== Task brief ==
Once every line in the data that follows has been checked for the word "mark", give only the number of lines that hold it.

== Records provided ==
PR #851, opened 2026-09-14
Fix crash when creating actors from OnStart

### LINKED ISSUE #844: Crash when creating actors from OnStart
## Description
Creating actors from a script's `OnStart` (same for `OnAwake` and `OnEnable`) can crash the engine when entering play mode.

`Scene::Play` loops over `m_actors` with iterators while calling these callbacks. If a script calls `Scene:CreateActor` there, `m_actors` can be reallocated and the loop keeps reading the old buffer, which ends in an access violation in `Actor::IsActive`.

It only crashes when the actor holding the script isn't the last one in the scene, because the loop stops right after the last actor. `Scene::Update`, `FixedUpdate` and `LateUpdate` don't have this problem since they iterate over a copy of `m_actors`. Doing the same in `Scene::Play` should fix it.

## To Reproduce
1. Create a new scene (File > New Scene)
2. Create a script with the following content:
```lua
local Spawner = {}

function Spawner:OnStart()
    for i = 1, 10 do
        Scenes.GetCurrentScene():CreateActor("Spawned " .. i, "")
    end
end

return Spawner
```
3. Add the script to `Main Camera`, which is the first actor of the scene
4. Press Play
5. See the crash (access violation in `Actor::IsActive`)

## Expected behavior
The actors are created and play mode starts normally, the same way it works when `CreateActor` is called from `OnUpdate`.

## Screenshots
N/A

Element119rd:
## Description
Fixes a crash when entering play mode caused by creating actors from `OnAwake`, `OnEnable` or `OnStart`.

`Scene::Play` iterated over `m_actors` directly while invoking these callbacks. If a script called `Scene::CreateActor` from one of them, `m_actors` could be reallocated mid-loop, invalidating the iterators and causing an access violation in `Actor::IsActive`. It only crashed when the actor holding the script wasn't the last one in the scene, because the loop stopped right after the last actor.

`Scene::Play` now iterates over a copy of `m_actors`, the same way `Update`, `FixedUpdate` and `LateUpdate` already do. The copy is taken once before all three callbacks so actors created during `OnAwake` don't get `OnEnable`/`OnStart` called twice.

While fixing this, the `BeginBatchActorCreation`/`EndBatchActorCreation` `Play`'s callbacks was removed. `CreateActor` already starts actors created during play immediately, so the batch was redundant, and it caused a nested-batch assert when a callback called `Scene::InstantiatePrefab`. `EndBatchActorCreation` is reverted to its previous shape: it swaps the pending actors into a local list and clears `m_batchActorCreation` before running any callback, which removes the nesting problem and makes the `while` loop unnecessary.

## Related Issue(s)
Fixes #844

## Review Guidance
The only functional change is in `Scene::Play` 

## Screenshots/GIFs
None!

## AI Usage Disclosure
None!

## Checklist


Sources/OvCore/src/OvCore/SceneSystem/Scene.cpp
```diff
@@ -200,42 +207,46 @@ void OvCore::SceneSystem::Scene::EndBatchActorCreation(bool p_startCreatedActors
...
+			{
+				if (actor.get().IsActive())
+				{
+					actor.get().OnStart();
+				}
 			}
 		}
 	}
+
+	m_batchActorCreation = false;
```
Gopmyc: Moving `m_batchActorCreation = false` after the loop means the batch is still active while `OnAwake`/`OnEnable`/`OnStart` run. If one of these callbacks calls `Scene:InstantiatePrefab` (e.g. a prefab whose script instantiates another prefab in `OnStart`), `BeginBatchActorCreation` hits the "Cannot begin an actor creation batch while another one is still active" assert. In Release the assert is compiled out, and `m_batchCreatedActors` gets cleared, so actors created earlier in the same callback are never started

This works on `main`, since the batch is swapped out and the flag reset before invoking callbacks. Actors created from these callbacks already go through `CreateActor`'s immediate path, so I don't think the `while` loop is needed. Could we revert `EndBatchActorCreation` to its previous version ?

Sources/OvCore/src/OvCore/SceneSystem/Scene.cpp
```diff
@@ -121,9 +121,16 @@ void OvCore::SceneSystem::Scene::Play()
 	/* Wake up actors to allow them to react to OnEnable, OnDisable and OnDestroy, */
 	std::for_each(m_actors.begin(), m_actors.end(), [](ECS::Actor * p_element) { p_element->SetSleeping(false); });
 
-	std::for_each(m_actors.begin(), m_actors.end(), [](ECS::Actor * p_element) { if (p_element->IsActive()) p_element->OnAwake(); });
-	std::for_each(m_actors.begin(), m_actors.end(), [](ECS::Actor * p_element) { if (p_element->IsActive()) p_element->OnEnable(); });
-	std::for_each(m_actors.begin(), m_actors.end(), [](ECS::Actor * p_element) { if (p_element->IsActive()) p_element->OnStart(); });
+	/* Batch actor creation to handle actors created during initialization callbacks */
+	BeginBatchActorCreation();
```
Gopmyc: With `Play()` running its callbacks inside a batch, calling `Scene:InstantiatePrefab` from any `OnAwake`/`OnEnable`/`OnStart` when entering play mode triggers the same assert

The copy below should be enough to fix #844 on its own : `CreateActor` starts the new actor immediately, and since it isn't part of the copy, it won't receive its callbacks twice. That's also what `Update`, `FixedUpdate` and `LateUpdate` do. Could we drop `BeginBatchActorCreation`/`EndBatchActorCreation` here and keep only the copy ?

Gopmyc (changes requested):
NIT : the PR title ends up as the squashed commit message, and the crash happens when entering play mode rather than during loading. Maybe something closer to the issue title, like "Fix crash when creating actors from OnStart" ?

Sources/OvCore/src/OvCore/SceneSystem/Scene.cpp
Element119rd: Done , dropped the batching from Play() and reverted EndBatchActorCreation so the flag is cleared before callbacks run.

Sources/OvCore/src/OvCore/SceneSystem/Scene.cpp
Element119rd: done. dropped BeginBatchActorCreation/EndBatchActorCreation from Play() and kept only the copy.

adriengivry (changes requested):
Thanks for contributing! 🎉

Please use the standard PR template https://github.com/Overload-Technologies/Overload/blob/main/.github/pull_request_template.md

Sources/OvCore/src/OvCore/SceneSystem/Scene.cpp
Gopmyc: Thanks ! One small thing left : the swap is now inside the if, so m_batchCreatedActors isn't cleared when the batch isn't started (edit mode, or EndBatchActorCreation(false)). It's harmless since nothing reads it before the next BeginBatchActorCreation, but since Play() no longer uses the batch, this function doesn't need to change at all. Could we restore its previous version, so the PR only touches Play()?

Element119rd: restored EndBatchActorCreation to its version on main

Gopmyc: Perfect, you can mark the comment as resolved

Sources/OvCore/src/OvCore/SceneSystem/Scene.cpp
Gopmyc: Nice, you can also mark the comment as resolved

Gopmyc (approved):
LGTM ! ✅

adriengivry (approved):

== Solved exercise ==
2